Il sort un bout de papier de la poche de son pantalon.

- Ethan était comme un frère pour moi. Nous avons fait nos études ensemble et nous étions souvent envoyés dans les mêmes missions. Je savais qu'il avait une famille, même si nous en discutions rarement. En tant qu'agent, nous devions rester discrets si nous ne voulions pas que nos ennemis s'en prennent à nos proches. Moins nous en parlions, mieux c'était. Il se trouve que ton frère craignait pour votre sécurité après le fiasco de sa dernière mission. Il est retourné près de vous afin de garder un œil sur vous. Cependant, avant de partir, il m'a écrit ce message. Il l'a caché quelque part où il était certain que personne ne mettrait la main dessus. Même moi, j'ai failli ne pas le voir.

- Et qu'est-ce qu'il avait écrit ?

- Que si jamais tout ça tournait mal, il fallait à tout prix éloigner sa famille d'ici.

- Mais il est mort depuis un an ! C'est un peu tard, non ?

- Pas vraiment puisque la vérité vient d'être dévoilé.

Je ne comprends plus rien.

- Vous ne lisez jamais les journaux ? me demande-t-il d'un air découragé. Vous êtes toujours sur Facebook, vous, les jeunes d'aujourd'hui. Vous vous fichez de l'actualité.

- C'est faux !

- Alors, vous avez probablement entendu parler de l'arrestation du chef de la mafia russe. Il a été arrêté hier et est accusé de nombreux méfaits.

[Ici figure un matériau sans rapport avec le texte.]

PR #1464, opened 2026-07-21
Better text styling

Aurelius7309:
This is yet another refactor of `SMODS.localize_box` that removes a lot of boilerplate code. The following features have been added:
- 2-deep structs in text controls. Example format: `{a:[b=1;c=2],d:[e=abcdef;f=0;]}`
- Any control designating a colour can now do so in three equally valid ways:
  - A 6- or 8-digit hex code,
  - a numeric index into `vars.colours`, or
  - a `loc_colour` key.
- This means previously duplicated controls such as `{C:}` and `{V:}` are now redundant. `{X:}` is technically still distinct from `{B:}` for removing whitespace.
- Controls that previously expected a single colour string may continue to do so, or switch to a struct `[c=colour;]` for adding additional parameters where available.
- Strikethrough `{st:}` and underline `{u:}` are given additional `[s=number]` parameters, indicating the height of the line relative to the height of the text (default `0.1`). An additional overline `{ov:}` style modifier is added and supports the same parameters.
- A naming conflict resulting the above modifiers to be incompatible with each other was resolved.
- The outline `{O:}` also receives an `[s=number]` parameter, designating the outline size relative to a tile. Default is `1`; values that stray too far from this default may have unexpected results.

## Additional Info:

### DIFF
--- a/lovely/loc_parsing.toml
+++ b/lovely/loc_parsing.toml
@@ -1,0 +1,24 @@
+[manifest]
+version = "1.0.0"
+dump_lua = true
+priority = -5
+
+# Extend loc parsing to allow control to be a 2-deep struct
+[[patches]]
+[patches.pattern]
+target = "functions/misc_functions.lua"
+pattern = "return parsed_line"
+position = "before"
+match_indent = true
+payload = """
+for _, part in ipairs(parsed_line) do
+    for k,v in pairs(part.control) do
+        if v:match("^%[[^%[%]]*%]$") then
+            part.control[k] = {}
+            for kk,vv in v:gmatch("([^=;%[%]]+)=([^=;%[%]]+)") do
+                part.control[k][kk] = vv
+            end
+        end
+    end
+end
+"""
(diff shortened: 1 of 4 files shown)


Aurelius7309:
There's a potential edge case where a hex code overlaps with a valid `loc_colour` key. The key would currently get shadowed. I'm not sure if this is wanted, so I'll wait for some opinions

AllUniversal:
> There's a potential edge case where a hex code overlaps with a valid `loc_colour` key. The key would currently get shadowed. I'm not sure if this is wanted, so I'll wait for some opinions

Check and Warn message in such a case should suffice Imo.

Aurelius7309:
The delimiters `=` and `;` for the second layer also aren't set in stone. If someone would like to suggest something they think fits better, please do so

AllUniversal:
> The delimiters `=` and `;` for the second layer also aren't set in stone. If someone would like to suggest something they think fits better, please do so

`:` + `,` or `=` + `,` or just go with `=` + `;`, I think these are all fine. Only considerations (that come to mind) are readability and potential further nested structs.

Aurelius7309:
I was lazy and added this with lua patterns outside the actual parsing, so `:` and `,` are taboo because they would break the parsing of the level 1 struct. I considered swapping `;` for `&` but I think it's less readable. I wouldn't consider further layers of nesting to be viable for this format.

PR #1465, opened 2026-07-22
More strict card area checks for To-Do List

SleepyG11:
This PR updates card area check for To-Do List to make sure it's poker hands pseudorandom queue does not advance in collection card areas.

## Additional Info:

### DIFF
--- a/lovely/fixes.toml
+++ b/lovely/fixes.toml
@@ -929,3 +929,24 @@ pattern = '''
 payload = '''
 (self.ability.consumeable or SMODS.UndiscoveredCompat[self.ability.set]) and
 '''
+
+# Make sure To-Do List poker hands queue does not advance if it appears in unexpected card areas
+[[patches]]
+[patches.pattern]
+target = 'card.lua'
+match_indent = true
+position = 'at'
+pattern = '''
+while not self.ability.to_do_poker_hand do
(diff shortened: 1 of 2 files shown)


nh6574:
To Do List's check actually just doesn't work at all in vanilla. I don't know if this fixes that issue too but if it does it would be changing gameplay behavior which is likely not good. There's already a [patch that prevents RNG to be changed in paused menus](https://github.com/Steamodded/smods/blob/d4116893fd75591bb545bc68ba52b868d1f87abc/lovely/fixes.toml#L600) but it excludes To Do List

SleepyG11:
I checked vanilla card areas where To-Do List can appear. Collection and Stats have card areas with type = `title`. Challenge areas is `title_2`.
Technically, if there was To-Do List somewhere in challenges, you can switch between 2 challenged to advance it's queue in your run.

Change was made to prevent other mods, especially QoL ones, accidentally advance this joker's queue.

nh6574:
What I mean is that that part of the code seems to not work at all, it always uses "to_do" no matter the type of area. You can try adding a print in `pseudoseed` without smods to see.

SleepyG11:
I see, it looks for area but there's no area because card is not emplaced yet. Yea then this fix does nothing basically. Oh well.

- Quel est le rapport avec mon frère ?

- C'est grâce à lui. Avec tous les renseignements qu'il a récupérés, nous avons eu assez de preuves. Le problème, c'est que les proches d'Andrei Goussev ainsi que les membres de son gang n'ont pas apprécié. Ils ont décidé d'attaquer tous ceux qui sont reliés de près ou de loin à ceux qui ont participé à son arrestation.

- Nous n'avons rien à voir avec lui.

- Le problème, c'est que, pour la mafia, tu es condamné aussitôt que tu as un lien de parenté avec un traître. Ils détruisent tout, que tu sois coupable ou non, tant que tu portes le même nom de famille.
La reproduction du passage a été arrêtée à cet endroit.